2024-05-29 Thread David Rowley
On Thu, 30 May 2024 at 13:03, Darwin O'Connor  wrote:
> Is there a PostgreSQL setting that can control how it judges plans?

There's nothing like that, unfortunately.

> Here is a recent example of a query that finds the last time at a stop 
> filtered for a certain route it has to look up another table to find. 
> PostgreSQL initially chose the plan that cost "37357.45..37357.45" rather 
> than the one that cost "1.15..61088.32".
>
> transsee=# explain analyze select t.time+coalesce(t.timespent,0)*interval '1 
> second' from trackstopscurr t join tracktrip r on r.a=0 and r.route='501' and 
> r.id=t.trackid and t.stopid='4514' order by t.time desc limit 1;

>  Limit  (cost=37357.45..37357.45 rows=1 width=16) (actual 
> time=2667.674..2694.047 rows=1 loops=1)
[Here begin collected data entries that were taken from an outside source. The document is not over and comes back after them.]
PR #698, opened 2016-06-30
Stops the markDuplicateReaction function from marking edge species duplicates

rgillis8:
…if the edge species are not going to be saved.


connie:
@nickvandewiele Is adding this `saveEdgeSpecies` flag the best way to do this, and will it affect the parallel enlarge?

nickvandewiele:
I would advocate against this implementation as it adds an additional parameter to the method.
Why not simply store that flag as an object attribute in a CERM instance, and access it from the instance method when needed?

connie:
Makes sense, seeing as we don't need to continually pass the flag in because it is the same throughout a job.

rgillis8:
I'll try and re-implement it as per Nick's suggestion.

rgillis8:
Ok. I think that this is a better implementation. i have retested it as well and it has identical behavior to the previous implementation.

PR #701, opened 2016-07-01
Strict parents

nyee:
This PR fixes a bug where matchNodeToChild (a function entirely used to check the database) was not checking atomLabels. Right now this will fail the database test on travis until the PR with the same name on RMG-database is merged.


nyee:
@connie reviewed this and gave me permission to merge

PR #705, opened 2016-07-06
Atomtypes

nyee:
This PR moves the hard-coded portion of atomTypes from the function getAtomType to the initialization of each atomType. I think this is better because each Atomtype instance previously was not tied in anyway with its definition and could not actually be defined without the getAtomType function.

The new implementation of getAtomType might be slower than previously as it matches more objects, but @KEHANG was telling me that atomtyping is not really limiting. I'm not very familiar with speed checks, so it might be worthwhile for somebody else to try it.

I seemed to have made a mess the branch naming for #700, so I've created a new pull request. Much more updated

### DIFF
--- a/rmgpy/molecule/atomtype.py
+++ b/rmgpy/molecule/atomtype.py
@@ -75,9 +75,21 @@ class AtomType:
     `decrementRadical`  ``list``            The atom type(s) that result when the number of radical electrons is decremented
     `incrementLonePair` ``list``            The atom type(s) that result when the number of lone electron pairs is incremented
     `decrementLonePair` ``list``            The atom type(s) that result when the number of lone electron pairs is decremented
+
+    The following features are what are required in a given atomtype. Any int in the list is acceptable.
+    An empty list is a wildcard
+    'single'            ''list''            The total number of single bonds on the atom
+    'allDouble'         ''list''            The total number of double bonds on the atom
+    'rDouble'           ''list''            The number of double bonds to any non-oxygen, nonsulfur
+    'oDouble'           ''list''            The number of double bonds to oxygen
+    'sDouble'           ''list''            The number of double bonds to sulfur
+    'triple'            ''list''            The total number of triple bonds on the atom
+    'benzene'           ''list''            The total number of benzene bonds on the atom
+    'lonePairs'         ''list''            The number of lone pairs on the atom
     =================== =================== ====================================
 
     """
+    
 
     def __init__(self, label='', generic=None, specific=None,
                  single=None,
@@ -99,15 +111,14 @@ class AtomType:
         self.decrementRadical = []
         self.incrementLonePair = []
         self.decrementLonePair = []
-        #Number of a bonds allowed in the atomtype, (empty list is a wildcard)
-        self.single = [] if single is None else single #total number of single bonds
-        self.allDouble = [] if allDouble is None else allDouble #total number of double bonds
-        self.rDouble = [] if rDouble is None else rDouble #double bonds to anything except an O or S
+        self.single = [] if single is None else single
+        self.allDouble = [] if allDouble is None else allDouble
+        self.rDouble = [] if rDouble is None else rDouble
         self.oDouble = [] if oDouble is None else oDouble
         self.sDouble = [] if sDouble is None else sDouble
-        self.triple = []  if triple is None else triple #total number of triple bonds
-        self.benzene = [] if benzene is None else benzene #total number of benzene bonds
-        self.lonePairs = [] if lonePairs is None else lonePairs #total number of lonePairs
+        self.triple = [] if triple is None else triple
+        self.benzene = [] if benzene is None else benzene
+        self.lonePairs = [] if lonePairs is None else lonePairs
 
     def __repr__(self):
         return '<AtomType "%s">' % self.label
@@ -187,6 +198,20 @@ class AtomType:
         atom type `atomType2` or ``False``  otherwise.
         """
         return self is other or self in other.specific
+    
+    def getFeatures(self):
+        """
+        Returns a list of the features that are checked to determine atomtype
+        """
+        features=[self.single,
+                  self.allDouble,
+                  self.rDouble,
+                  self.oDouble,
+                  self.sDouble,
+                  self.triple,
+                  self.benzene,
+                  self.lonePairs,]
+        return features
 
 ################################################################################
 
@@ -245,7 +270,7 @@ atomTypes['Cs'  ] = AtomType('Cs',   generic=['R','R!H','C','Val4'],  specific=[
 atomTypes['Cd'  ] = AtomType('Cd',   generic=['R','R!H','C','Val4'],  specific=[],
                              single=[], allDouble=[1], rDouble=[1], oDouble=[0], sDouble=[0], triple=[0], benzene=[0])
 atomTypes['Cdd' ] = AtomType('Cdd',  generic=['R','R!H','C','Val4'],  specific=[],
-                             single=[0], allDouble=[2], rDouble=[], oDouble=[], sDouble=[], triple=[0], benzene=[0])
+                             single=[0], allDouble=[2], rDouble=[0,1,2], oDouble=[0,1,2], sDouble=[0,1,2], triple=[0], benzene=[0])
 atomTypes['Ct'  ] = AtomType('Ct',   generic=['R','R!H','C','Val4'],  specific=[],
                              single=[], allDouble=[0], rDouble=[], oDouble=[], sDouble=[], triple=[1], benzene=[0])
 atomTypes['CO'  ] = AtomType('CO',   generic=['R','R!H','C','Val4'],  specific=[],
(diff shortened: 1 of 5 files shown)


nickvandewiele:
RMG-tests failed: https://travis-ci.org/ReactionMechanismGenerator/RMG-tests/builds/142657448

```
$ ./run.sh NC
Running NC example
Version of RMG: /home/travis/miniconda/envs/benchmark/bin
/home/travis/miniconda/envs/benchmark/lib/python2.7/site-packages/matplotlib/font_manager.py:273: UserWarning: Matplotlib is building the font cache using fc-list. This may take a moment.
  warnings.warn('Matplotlib is building the font cache using fc-list. This may take a moment.')
Version of RMG: /home/travis/build/ReactionMechanismGenerator/code/tested/RMG-Py
/home/travis/miniconda/envs/tested/lib/python2.7/site-packages/matplotlib/font_manager.py:273: UserWarning: Matplotlib is building the font cache using fc-list. This may take a moment.
  warnings.warn('Matplotlib is building the font cache using fc-list. This may take a moment.')
  File "/home/travis/build/ReactionMechanismGenerator/code/tested/RMG-Py/rmg.py", line 164, in <module>
    rmg.execute(**kwargs)
  File "/home/travis/build/ReactionMechanismGenerator/code/tested/RMG-Py/rmgpy/rmg/main.py", line 653, in execute
    bimolecularReact=self.bimolecularReact)
  File "/home/travis/build/ReactionMechanismGenerator/code/tested/RMG-Py/rmgpy/rmg/model.py", line 785, in enlarge
    rxns = reactAll(self.core.species, numOldCoreSpecies, unimolecularReact, bimolecularReact)
  File "/home/travis/build/ReactionMechanismGenerator/code/tested/RMG-Py/rmgpy/rmg/react.py", line 155, in reactAll
    rxns = list(react(*spcTuples))
  File "/home/travis/build/ReactionMechanismGenerator/code/tested/RMG-Py/rmgpy/rmg/react.py", line 75, in react
    combos
  File "/home/travis/build/ReactionMechanismGenerator/code/tested/RMG-Py/rmgpy/scoop_framework/util.py", line 154, in map_
    return map(WorkerWrapper(args[0]), *args[1:], **kwargs)
  File "build/bdist.linux-x86_64/egg/scoop/fallbacks.py", line 49, in wrapper
  File "/home/travis/build/ReactionMechanismGenerator/code/tested/RMG-Py/rmgpy/scoop_framework/util.py", line 112, in __call__
    return self.myfn(*args, **kwargs)
  File "/home/travis/build/ReactionMechanismGenerator/code/tested/RMG-Py/rmgpy/rmg/react.py", line 96, in reactMolecules
    rxns = family.generateReactions(molecules)
  File "/home/travis/build/ReactionMechanismGenerator/code/tested/RMG-Py/rmgpy/data/kinetics/family.py", line 1308, in generateReactions
    reactionList.extend(self.__generateReactions(reactants, forward=True))
  File "/home/travis/build/ReactionMechanismGenerator/code/tested/RMG-Py/rmgpy/data/kinetics/family.py", line 1439, in __generateReactions
    productStructures = self.__generateProductStructures(reactantStructures, [mapA, mapB], forward)
  File "/home/travis/build/ReactionMechanismGenerator/code/tested/RMG-Py/rmgpy/data/kinetics/family.py", line 1200, in __generateProductStructures
    productStructures = self.applyRecipe(reactantStructures, forward=forward)
  File "/home/travis/build/ReactionMechanismGenerator/code/tested/RMG-Py/rmgpy/data/kinetics/family.py", line 1166, in applyRecipe
    struct.update()
  File "rmgpy/molecule/molecule.py", line 721, in rmgpy.molecule.molecule.Molecule.update (build/pyrex/rmgpy/molecule/molecule.c:14763)
  File "rmgpy/molecule/molecule.py", line 917, in rmgpy.molecule.molecule.Molecule.updateAtomTypes (build/pyrex/rmgpy/molecule/molecule.c:17910)
  File "rmgpy/molecule/atomtype.py", line 452, in rmgpy.molecule.atomtype.getAtomType (build/pyrex/rmgpy/molecule/atomtype.c:6373)
  File "rmgpy/molecule/atomtype.py", line 483, in rmgpy.molecule.atomtype.getAtomType (build/pyrex/rmgpy/molecule/atomtype.c:6249)
rmgpy.molecule.atomtype.AtomTypeError: Unable to determine atom type for atom O-, which has 0 double bonds to C, 0 double bonds to O, 0 double bonds to S, 0 triple bonds, and 0 benzene bonds.
```

rmgpy/molecule/group.py
```diff
@@ -870,3 +918,160 @@ def isIdentical(self, other):
...
+
+            groupFeatures = getFeatures(atom, atom.bonds)
+            # print groupFeatures
+
+            single = groupFeatures[0]
+            allDouble = groupFeatures[1]
+            triple = groupFeatures[5]
+            benzene = groupFeatures[6]
+
+            bondValency = single + 2 * allDouble + 3 * triple + 4.0/3.0 * benzene
```
mliu49: I'm unsure about the multiplier for benzene bonds. Should it be 3/2 or 4/3, or does it matter in this case?

rmgpy/molecule/group.py
```diff
@@ -433,6 +453,34 @@ def copy(self):
         """
         return GroupBond(self.vertex1, self.vertex2, self.order[:])
 
+    def isSingle(self):
+        """
+        Return ``True`` if the bond represents a single bond or ``False`` if
+        not.
+        """
+        return self.order[0] == 'S' and len(self.order) == 1
```
mliu49: So these methods only check if the first bond option is of the specified type? What about cases with a list of possible types?

rmgpy/molecule/atomtype.py
```diff
@@ -91,6 +111,14 @@ def __init__(self, label='', generic=None, specific=None):
...
         self.incrementLonePair = []
         self.decrementLonePair = []
+        self.single = [] if single is None else single
+        self.allDouble = [] if allDouble is None else allDouble
+        self.rDouble = [] if rDouble is None else rDouble
+        self.oDouble = [] if oDouble is None else oDouble
+        self.sDouble = [] if sDouble is None else sDouble
+        self.triple = [] if triple is None else triple
+        self.benzene = [] if benzene is None else benzene
+        self.lonePairs = [] if lonePairs is None else lonePairs
```
mliu49: I think these can all be simplified to `single or []`, etc. similar to lines 104 and 105.

mliu49:
I have a few additional questions and comments.

Questions:

- Why are there fewer single bond options for Ss compared to Os?
- It seems that you added [0,1,2] specifications for oDouble and sDouble in Cdd and Sidd later, was there an issue with leaving them as []?
- If there was an issue, does N5dd need to have the same added specifications?

Some minor comments:

- Use ` something not in list` instead of `not something in list` for readability, although they're identical, same thing with using `a is not b` instead of `not a is b`:
  - atomtype.py: Line 478
  - group.py: Lines 398, 408 - could potentially be replaced by `return all(checklist)`
  - group.py: Lines 950, 1000
- Remove commented `print` statements:
  - group.py: Lines 969, 978
- Should atom types be compared using `==` or `is`? Both are used (group.py, line 966 vs. 1019).
- group.py, line 1077 - could potentially be replaced by `return any(checklist)`
- group.py, line 945 - spacing (sorry, it was bothering me)

rmgpy/molecule/group.py
nyee: I'll add a comment a clarifying comment, but I think that is the behavior we want.

rmgpy/molecule/group.py
nyee: I'm unsure as well, but I have rewritten if benzene==3, use 4/3 otherwise use 3/2. I think this is the best compromise. 

I thought about making a new bond order 'FB' for fused benzene bond, but even that is not satisfactory because its valency is still unclear. In naphthalene, you might say the two B bonds are 3/2 and FB is 1. However in the case of the central atom in phenalene would you say it has 3 FB bonds with 4/3 each or 2 B bonds and 1 FB bond?

nyee:
@mliu49 I implemented all the minor comments you mentioned with the last few commits. Regarding the questions about the required bonding for different atomtypes, I am running into problems on another feature from those poor decisions. I'm going to debug before coming up with a final answer. 

Regarding the '==' vs 'is', it should be 'is' as AtomType's '== 'is defined like:

    def equivalent(self, other):
        """
        Returns ``True`` if two atom types `atomType1` and `atomType2` are
        equivalent or ``False``  otherwise. This function respects wildcards,
        e.g. ``R!H`` is equivalent to ``C``.
        """
        return self is other or self in other.specific or other in self.specific

Each AtomType is only instatiated once, (only one atomTypes['C'] in the entire RMG run). I could run into trouble if I use deep copys though because that 'is' will fail

mliu49:
I think it looks good, pending what you find out about the required bond specifications.

On the `==` topic, I don't think that the `equivalent` method you referenced is a special method. The method for `==` should be `__eq__`. Since you say that each AtomType object is only created once, then `is` should be fine.

nyee:
@mliu49 I just reverted the atomtypes to what they were before this branch, which seems to work well enough. I have also rebased most of the recent commits to clean up. If this passes the travis, I will merge in unless you have any additional comments.

mliu49:
Ok, I think you can merge it.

>->  Nested Loop  (cost=182.60..36357.34 rows=1 width=16) 
> (actual time=381.913..2659.412 rows=1342 loops=3)
>  ->  Parallel Bitmap Heap Scan on trackstopscurr t  
> (cost=182.03..19048.63 rows=2014 width=14) (actual time=380.467..1231.788 
> rows=8097 loops=3)
>Recheck Cond: ((stopid)::text = '4514'::text)
>Heap Blocks: exact=8103
>->  Bitmap Index Scan on trackstopscurr_2  
> (cost=0.00..180.82 rows=4833 width=0) (actual time=382.653..382.653 
> rows=24379 loops=1)
>  Index Cond: ((stopid)::text = '4514'::text)
>  ->  Index Scan using tracktrip_0 on tracktrip r  
> (cost=0.57..8.59 rows=1 width=4) (actual time=0.175..0.175 rows=0 loops=24290)
>Index Cond: (id = t.trackid)
>Filter: ((a = 0) AND ((route)::text = '501'::text))
>Rows Removed by Filter: 1
>  Planning Time: 0.228 ms
>  Execution Time: 2694.077 ms

The problem here is primarily down to the poor estimates for the scan
on tracktrip.  You can see that the Nested Loop estimates 1 row, so
therefore the LIMIT costing code thinks LIMIT 1 will require reading
all rows, all 1 of them.  In which case that's expected to cost
36357.34, which is cheaper than the other plan which costs 61088.32 to
get one row.

If you can fix the row estimate to even estimate 2 rows rather than 1,
then it'll choose the other plan.  An estimate of 2 rows would mean
the total cost of the best path after the limit would be 61088.32 / 2
= 30544.16, which is cheaper than the 36357.34 of the bad plan.

You could try ANALYZE on tracktrip, or perhaps increasing the
statistics targets on the columns being queried here.

If there's a correlation between the "a" and "route" columns then you
might want to try CREATE STATISTICS:

CREATE STATISTICS ON a,route FROM tracktrip;
ANALYZE tracktrip;

David




Re: Plan selection based on worst case scenario

2024-05-29 Thread Chema
Hey Darwin,

you don't mention your version or config, but it's always good to go
through https://wiki.postgresql.org/wiki/Tuning_Your_PostgreSQL_Server

I used to notice huge improvements in plans when increasing statistics in
relevant columns, as already suggested by David, and also by
lowering random_page_cost, especially in older Pg versions.